------ Exercise data

PR #827, opened 2024-06-10
Clear stack after argon2

dani-garcia:
## 📔 Objective

The argon2 library doesn't seem to clear the stack after doing a hash, but we can overwrite the stack by calling a function that creates a big stack allocated array right after the hash operation.

I've tried changing the parameters to the argon2 function and tweaking the array size to see where the limit should be, and in most of my tests clearing around 3700 bytes is enough. I've decided to round it up to the page size to be safe.

## ⏰ Reminders before review

- CI builds passed
  team

## 🦮 Reviewer guidelines

### DIFF
--- a/crates/memory-testing/cases.json
+++ b/crates/memory-testing/cases.json
@@ -80,8 +80,7 @@
       "memory_lookups": [
         {
           "name": "Key",
-          "hex": "3bc0520a0abff0097d521ce0ee5e5b1cee301939a84742623c0c1697d7a4bd46",
-          "allowed_count": 3
+          "hex": "3bc0520a0abff0097d521ce0ee5e5b1cee301939a84742623c0c1697d7a4bd46"
         },
         {
           "name": "Hash B64",
--- a/crates/bitwarden-crypto/src/keys/utils.rs
+++ b/crates/bitwarden-crypto/src/keys/utils.rs
@@ -32,6 +32,15 @@ pub(super) fn derive_kdf_key(secret: &[u8], salt: &[u8], kdf: &Kdf) -> Result<Sy
 
             let mut hash = [0u8; 32];
             argon.hash_password_into(secret, &salt_sha, &mut hash)?;
+
+            // Argon2 is using some stack memory that is not zeroed. Eventually some function will
+            // overwrite the stack, but we use this trick to force the used stack to be zeroed.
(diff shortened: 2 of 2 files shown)


crates/memory-testing/cases.json
```diff
@@ -80,8 +80,7 @@
       "memory_lookups": [
         {
           "name": "Key",
-          "hex": "3bc0520a0abff0097d521ce0ee5e5b1cee301939a84742623c0c1697d7a4bd46",
-          "allowed_count": 3
```
Hinton, line 84: Should we remove support for `allowed_count`?

Hinton (approved):
Nice, did you explore how large the stack clear has to be?

dani-garcia:
With the current test case the array had to be defined to be exactly 3872 bytes long. If I reduced it to 3871 it would consistently fail.

I also tried to increase the memory used by argon2 from 4MB to 64MB and the amount of memory needed is exactly the same. Previously I got a passing test with a smaller stack value but I can't reproduce it anymore, so it was probably a mistake.

The test case used:
```
    {
      "name": "Master Key Argon2 64MB",
      "master_key": {
        "password": "asdfasdfasdf",
        "email": "test@mail.com",

        "kdf": {
          "argon2id": {
            "iterations": 4,
            "memory": 64,
            "parallelism": 1
          }
        }
      },
      "memory_lookups": [
        {
          "name": "Key",
          "hex": "606ba237ae8c02df6ebf7835cdc3a4fe82a6a4156cc8ec124faf96ab401bbfaf"
        },
        {
          "name": "Hash B64",
          "string": "9AKG6mjR9NlqfICE+zfwO3hhXQB0TeluknocoMI4G7U="
        },
        {
          "name": "Hash bytes",
          "hex": "f40286ea68d1f4d96a7c8084fb37f03b78615d00744de96e927a1ca0c2381bb5"
        }
      ]
    }
```

crates/memory-testing/cases.json
dani-garcia: I'm okay removing it, but it's only two lines of code so I don't think it's a problem either way. 

That said now with the custom allocator hopefully we won't need to allow many leaks.

AaronFeickert:
Has this been reported or investigated upstream?

PR #831, opened 2024-06-11
Fix save_credential failing when the selected cipher doesn't have a Passkey

dani-garcia:
## 📔 Objective

The current call to `get_selected_credential` inside `save_credential` will try to fetch and decrypt the ciphers FIDO2 credentials, and error if they are not there. 

This can only happen when creating a new Passkey, so instead of calling `get_selected_credential` we just get the value from the lock. The other places where `get_selected_credential` is used is in `update_credential` and right at the end of the `assertion`, `register` and `authenticate` operations, so those should be safe.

------------

About this task -
In the lines above, find each one with "json" and list it.

Answer to the problem -
--- a/crates/memory-testing/cases.json
+++ b/crates/memory-testing/cases.json
crates/memory-testing/cases.json
crates/memory-testing/cases.json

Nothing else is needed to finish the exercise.